Am Abend zuvor waren wir noch untentschieden ob wir nach Siauliai (Berg der Kreuze) oder nach Vilnius fahren sollten. Wir machten es von unserer Aufstehzeit und dem Wetter abhaengig. Da wir erst ziemlich spaet aus den Federn kamen, entschieden wir uns wie man schon am Titel erkennen kann, fuer den Vilniustrip.
Also am Morgen fix zum Busbahnhof gelaufen und erstmal die Sachlage beziehungsweise den Fahrplan gecheckt. Busse nach Vilnius fahren ca. alle halbe Stunde die Fahrtzeit betraegt bei den Expressbussen 1 Stunde und kostet erschwingliche 18,50 Lita/5,36 Euro. So huepften wir in den naechsten Bus der auch bald losfahren sollte.

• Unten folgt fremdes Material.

PR #1730, opened 2023-03-28
SW-3054 mvp fire detection

JFSolution:
- add high temperature warning
- add high temperature handling in analytics, printer, leds, compressor and exhaust


JFSolution:
Sound is missing but maybe you can have a first look

octoprint_mrbeam/analytics/analytics_handler.py
```diff
@@ -972,6 +984,30 @@ def _event_print_cancelled(self, event, payload, header_extension=None):
         self._add_collector_details()
         self._add_cpu_data(dur=payload.get("time", 0.0))
 
+    def _on_event_laser_job_aborted(self, event, payload, header_extension=None):
+        """Action of a aborted job. Will add a event to analytics and upload it directly.
```
ahmed-mrbeam:
```suggestion
        """Callback for aborted laser job event . Will add an event to analytics and upload it directly.
```

octoprint_mrbeam/analytics/analytics_handler.py
```diff
@@ -1062,6 +1098,59 @@ def _add_other_plugin_data(self, event, event_payload, header_extension=None):
                 "Exception during _add_other_plugin_data: {}".format(e)
             )
 
+    def _on_event_high_temperature_warning(self, event, payload, header_extension=None):
+        """Action of a high temperature warning. Will add a event to analytics with the current temperature and the threshold to trigger the warning.
```
ahmed-mrbeam:
```suggestion
        """Callback for  high temperature warning event. Will add an event to analytics with the current temperature and the set threshold for triggering the user warning.
```

octoprint_mrbeam/analytics/analytics_handler.py
```diff
@@ -1062,6 +1098,59 @@ def _add_other_plugin_data(self, event, event_payload, header_extension=None):
...
+
+        Returns:
+            None
+        """
+        _ = event
+        try:
+            self._add_device_event(
+                AnalyticsKeys.Device.HighTempWarning.TRIGGERED,
+                payload=dict(
+                    temperature=payload.get("tmp", 0),
```
ahmed-mrbeam, line 1112: why 0 if tmp is not there ?, it will not make sense to save an invalid analytics entry

octoprint_mrbeam/analytics/analytics_handler.py
```diff
@@ -1062,6 +1098,59 @@ def _add_other_plugin_data(self, event, event_payload, header_extension=None):
...
+            )
+        except Exception as e:
+            self._logger.exception(
+                "Exception during on_event_high_temperature_warning: {}".format(e)
+            )
+
+    def _on_event_high_temperature_warning_dismissed(
+        self, event, payload, header_extension=None
+    ):
+        """Action of a high temperature warning dismissed. Will add a event to analytics."
```
ahmed-mrbeam:
```suggestion
        """Callback for high temperature warning dismissed event. Will add an event to analytics."
```

octoprint_mrbeam/iobeam/temperature_manager.py
```diff
@@ -89,8 +102,17 @@ def shutdown(self):
         self._shutting_down = True
 
     def reset(self, kwargs):
```
ahmed-mrbeam, line 104: Please add doc string explaining what is the method doing

ahmed-mrbeam (changes requested):

ahmed-mrbeam:
@Josef-MrBeam Please fix the 3 code smells reported by Sonar

octoprint_mrbeam/analytics/analytics_handler.py
JFSolution: We still have the event saved what is the main thing we need the value is just nice to have

JFSolution:
> @Josef-MrBeam Please fix the 3 code smells reported by Sonar

The last remaining codesmell was not introduced with this code change, to get rid of it I would refactor the whole led events file so I will ignore it for now

octoprint_mrbeam/analytics/analytics_handler.py
```diff
@@ -964,6 +976,30 @@ def _event_print_cancelled(self, event, payload, header_extension=None):
         self._add_collector_details()
         self._add_cpu_data(dur=payload["time"])
 
+    def _on_event_laser_job_aborted(self, event, payload, header_extension=None):
```
irlaec: If it's not too much to change, I think it is better to keep it consistent and use `_event_laser_job_finished`.
Then the additional data about the abort (in this case the trigger) would be part of the event `p_aborted`. Here the key for the event is present but not used. 
The structure of the job analytics that we were using so far is ilustrated [here](https://docs.google.com/document/d/1G2UETo65dsFy_X6OhoSsyo0XIFSgjfoFy-n-5RSYJPg/edit#heading=h.wm6ev5f7wbbb)

octoprint_mrbeam/iobeam/laserhead_handler.py
```diff
@@ -496,6 +497,40 @@ def default_laserhead_max_temperature(self):
...
+        # Handle the exceptions
+        if ((isinstance(current_laserhead_properties, dict) is False) or
+                ("high_temperature_offset" not in current_laserhead_properties) or
+                (isinstance(current_laserhead_properties["high_temperature_offset"], float) is False)):
+            # Apply fallback
+            self._logger.debug("Current laserhead properties: {}".format(current_laserhead_properties))
+            self._logger.exception(
+                "Current Laserhead high temperature warn offset couldn't be retrieved, fallback to the temperature value of: {}".format(
+                    self.default_laserhead_high_temperature_warn_offset))
+            return self.default_laserhead_high_temperature_warn_offset
```
irlaec, line 518: I think this is missing the parenthesis. On the other hand, are we planning to add some more logic to `default_laserhead_high_temperature_warn_offset`? Or should we just use the const?

octoprint_mrbeam/iobeam/temperature_manager.py
```diff
@@ -213,7 +247,32 @@ def _stop_if_temp_is_not_current(self):
...
+        """Dismisses the high temperature warning.
+
+        Returns:
+            None
+        """
+        self.high_temperature_warning = False
+        self._event_bus.fire(MrBeamEvents.HIGH_TEMPERATURE_WARNING_DISMISSED)
+
     def _check_temp_val(self):
+        if self.temperature is not None:
```
irlaec: Would it make sense to merge these two ifs?

octoprint_mrbeam/printing/printer.py
```diff
@@ -113,6 +117,20 @@ def fail_print(self, error_msg=None):
...
+        Args:
+            event: event that triggered the abort
+
+        Returns:
+            None
+        """
+        self._comm.abort_print()
+        time.sleep(0.5)
+        self.home(axes="wtf")
+        eventManager().fire(MrBeamEvents.LASER_JOB_ABORTED, dict(trigger=event))
```
irlaec: In the case of cancelled and failed we fire the event from comm_acc2, do you think we should do the same in this case?

irlaec (changes requested):

octoprint_mrbeam/iobeam/laserhead_handler.py
JFSolution: it is a property thats why we don't need the parantheses. Currently we only use the const, I reused the way that ahmed implemented for the values from the start of the laserhead profile.

octoprint_mrbeam/printing/printer.py
JFSolution: Yes, I can move, it was triggering a different event here before, thats why it is still here 😅

octoprint_mrbeam/analytics/analytics_handler.py
JFSolution: But then it would be failed, right?

irlaec (approved):

octoprint_mrbeam/iobeam/laserhead_handler.py
irlaec: Aaah you're right, I didn't notice about the property :)

PR #1745, opened 2023-05-03
SW-3175 fix python statemachine not installed

JFSolution:
- update script will not ignore dependencies
- update script will not force reinstall as this would reinstall all dependencies as well

### DIFF
--- a/octoprint_mrbeam/scripts/update_script.py
+++ b/octoprint_mrbeam/scripts/update_script.py
@@ -179,6 +179,7 @@ def build_wheels(build_queue):
             "--wheel-dir={}".format(
                 tmp_folder
             ),  # Build wheels into <dir>, where the default is the current working directory.
+            "--no-dependencies",  # Don't install package dependencies.
         ]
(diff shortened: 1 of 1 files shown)


octoprint_mrbeam/scripts/update_script.py
```diff
@@ -212,10 +214,10 @@ def install_wheels(install_queue):
             "install",
             "--disable-pip-version-check",
             "--upgrade",  # Upgrade all specified packages to the newest available version. The handling of dependencies depends on the upgrade-strategy used.
-            "--force-reinstall",  # Reinstall all packages even if they are already up-to-date.
```
irlaec, line 215: Could it happen that a package gets damaged and we can't reinstall?

JFSolution: I checked and it seemed that we needed this to install a v0.13.0 for example over the developer 0+unknown version

khaledsherkawi (approved):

Hier eine Innenansicht eines Litauischen Reisebusses. (Haeufig Deutsche Auslaufmodelle, geschaetzte 20 Jahre alt, bisschen muffig aber fahren noch)
Die Fahrt verlief ruhig der Bus war auch nicht sonderlich voll, vielleicht 10 Fahrgaeste, (die beiden Reisenden vermuteten, dass es schon zu spaet am Tage war und Litauer eher frueher nach Vilnius fahren wuerden.)
Ein moegliches kleines Highlight war die Sichtung eines Kraftwerks (?), dass ich fuer das ominoese Atomkraftwerk Litauens hielt, welches die gleiche Bauweise wie das strahlende in Tschernobyl aufweist (is it safe?). Die EU hat schon die Schliessung veranlasst.
Von so viel Unsicherheit beeinflusst war ich froh mich am Busbahnhof von Vilnius mal wieder richtig sicher zu fuehlen denn, ich erblickte folgenden Aufkleber:

Der dritte von links oder wahlweise der zweite von rechts.
Nach unserer Ankunft inspizierten wir zuallererst einmal die legendaeren Bahnhofstoiletten. Fuer 1 Lita/0,29 Euro kann man mal so richtig was erleben! Alles schoen siffig, ich war froh das ich nur mal fuer kleine Koenigstiger musste.
Ein Foto hab ich von der Misere nicht gemacht, aber mit ein bisschen lebhafter Phantasie kann man sich das prima vorstellen. (schafft ihr schon!) Ein klein wenig enttaeuscht war ich von meinem Reisefuehrer der mir versprochen hatte, das Toiletten dieser Art der Vergangenheit angehoeren. (Wahrscheinlich wollte er mir einfach nur ein paar Ueberraschungen offen lassen.)
Die ganze Altstadtgeschichte lasse ich mal fuer meinen bloggenden Bruder uebrig, der will ja auch noch was ueber Vilnius schreiben. Weiss nicht wann er das schafft, zur Zeit spielt er Praesident Nixon in einer Simulation seiner Uni und will Kissinger verknacken. (bestimmt sehr zeitaufwaendig)
Nachdem wir eine Weile in der sehr schoenen Altstadt rumgewatschelt waren, bekamen wir Lust uns ein wenig aufzuwaermen (war auch schweinekalt) und hatten ausserdem Hunger. Wir entschieden uns spontan fuer ein chinesisches (?) Restaurant, welches mit Discount-Preisen aufwartete. 10 Lita/2,90 Euro fuer ein Mittagessen ist ja nicht zu viel verlangt.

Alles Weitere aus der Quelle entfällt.